Soil nutrient balance analysis
By calculating the N/P balance in the rice fields during two consecutive seasons, it was found that no-till and japonica rice were conducive to improving the in-situ reduction of N and P in the rice fields (Tables 4 and 5). The environmental loss of N and P during the planting season was lower than that during the rice season. Compared with the rice and planting seasons in the first year, the N and P environmental losses decreased during the rice and planting seasons in the second year.
The environmental losses of N and P in the rice fields mainly occurred during the rice season. At different time periods, the environmental losses of N and P in rice fields treated with CTG were the largest. After 2-year experiments, N losses in the NTJ, NTG, and CTJ treatments were reduced by 15.03 kg N ha-1, 11.55 kg N ha-1, and 6.72 kg N ha-1, respectively, as compared with that of the CTG treatment. The corresponding P losses were reduced by 8.02 kg P ha-1, 7.84 kg P ha-1, and 3.96 kg P ha-1.

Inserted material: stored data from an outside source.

PR #1281, opened 2024-02-28
feat(Gas Oracle): Use normal anyhow::Error for the `NativeErc20Fetcher`

juan518munoz:
## What ❔

Remove `Error` struct that holds `anyhow::Error` inside.

## Why ❔

Keep error structure clean.

## Checklist

### DIFF
--- a/core/lib/zksync_core/src/l1_gas_price/singleton.rs
+++ b/core/lib/zksync_core/src/l1_gas_price/singleton.rs
@@ -16,18 +16,8 @@ use crate::{l1_gas_price::GasAdjuster, native_token_fetcher::ConversionRateFetch
 pub struct GasAdjusterSingleton {
     web3_url: String,
     gas_adjuster_config: GasAdjusterConfig,
-    singleton: OnceCell<Result<Arc<GasAdjuster<QueryClient>>, Error>>,
+    singleton: OnceCell<anyhow::Result<Arc<GasAdjuster<QueryClient>>>>,
     erc20_fetcher_dyn: Option<Arc<dyn ConversionRateFetcher>>,
-}
-
-#[derive(thiserror::Error, Debug, Clone)]
-#[error(transparent)]
-pub struct Error(Arc<anyhow::Error>);
-
-impl From<anyhow::Error> for Error {
-    fn from(err: anyhow::Error) -> Self {
-        Self(Arc::new(err))
-    }
 }
 
 impl GasAdjusterSingleton {
@@ -44,8 +34,8 @@ impl GasAdjusterSingleton {
         }
     }
 
-    pub async fn get_or_init(&mut self) -> Result<Arc<GasAdjuster<QueryClient>>, Error> {
-        let adjuster = self
+    pub async fn get_or_init(&mut self) -> anyhow::Result<Arc<GasAdjuster<QueryClient>>> {
+        match self
             .singleton
             .get_or_init(|| async {
                 let query_client =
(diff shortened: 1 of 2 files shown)


core/lib/zksync_core/src/l1_gas_price/singleton.rs
```diff
@@ -59,17 +49,23 @@ impl GasAdjusterSingleton {
                 .context("GasAdjuster::new()")?;
                 Ok(Arc::new(adjuster))
             })
-            .await;
-        adjuster.clone()
+            .await
+        {
+            Ok(adjuster) => Ok(adjuster.clone()),
+            Err(_e) => Err(anyhow::anyhow!("Failed to get or initialize GasAdjuster")),
+        }
```
popzxc, line 56: Can't you use `?` in here?

core/lib/zksync_core/src/native_token_fetcher/mod.rs
```diff
@@ -39,24 +27,32 @@ impl NativeTokenFetcherSingleton {
...
             })
-            .await;
-        adjuster.clone()
+            .await
+        {
+            Ok(fetcher) => Ok(fetcher.clone()),
+            Err(_e) => Err(anyhow::anyhow!(
+                "Failed to get or initialize NativeTokenFetcher"
+            )),
+        }
```
popzxc, line 44: Same.

core/lib/zksync_core/src/l1_gas_price/singleton.rs
```diff
@@ -59,17 +49,23 @@ impl GasAdjusterSingleton {
...
 
     pub fn run_if_initialized(
         self,
         stop_signal: watch::Receiver<bool>,
     ) -> Option<JoinHandle<anyhow::Result<()>>> {
-        let gas_adjuster = self.singleton.get()?.clone();
+        let gas_adjuster = match self.singleton.get()? {
+            Ok(gas_adjuster) => gas_adjuster.clone(),
+            Err(_e) => return None,
+        };
```
popzxc, line 66: Nit: I guess you can do it as `self.singleton.get()?.ok()?.clone()`.

core/lib/zksync_core/src/l1_gas_price/singleton.rs
juan518munoz: Replacing the `match` with the `?` operator results in the following compilation error:
```
the `?` operator can only be applied to values that implement `Try`
the trait `Try` is not implemented for `&std::result::Result<Arc<GasAdjuster<QueryClient>>, anyhow::Error>`
the trait `Try` is implemented for `std::result::Result<T, E>`
```

The output of `get_or_init()` is not a `Result`, but a reference (`&`) to it. The simplest solution would be to `.clone()` the reference to get it's inner value, but this is not possible, because `anyhow::Error` is not cloneable, so when calling `clone()` on it, instead of getting the contents of the reference, we get the same reference again.

Let me know if I explained something poorly.

core/lib/zksync_core/src/native_token_fetcher/mod.rs
juan518munoz: Same answer as above.

core/lib/zksync_core/src/l1_gas_price/singleton.rs
juan518munoz: Similar to `get_or_init()`, the `get()` method result can't be dereferenced because the `anyhow::Error` is not cloneable.

popzxc (approved):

Economic benefits under different tillage methods and rice varieties
From the perspective of economic benefits, the production cost of the no-till treatment was lower than that of conventional tillage method (Table 6). The no-till method saved 1500 yuan ha-1 for machine tillage and the same cost for fertiliser and rice seeds was assumed (the difference between the prices of the two rice seeds was negligible). The average price of japonica rice seeds (Xiushui-134) was approximately 2640 yuan t-1, and the average price of glutinous rice seeds (Zhenuo-65) was approximately 2900 yuan t-1 [23]. The NTJ treatment had the highest output-investment ratio (6.40), and the real income per hectare was 18896.5 yuan. The NTJ treatment increased revenue by 2,033.9 yuan (12.06%) compared with that of the CTG treatment, 1,764.0 yuan (10.30%) compared with that of the CTJ treatment, and 317.3 yuan (1.71%) compared with that of the NTG treatment.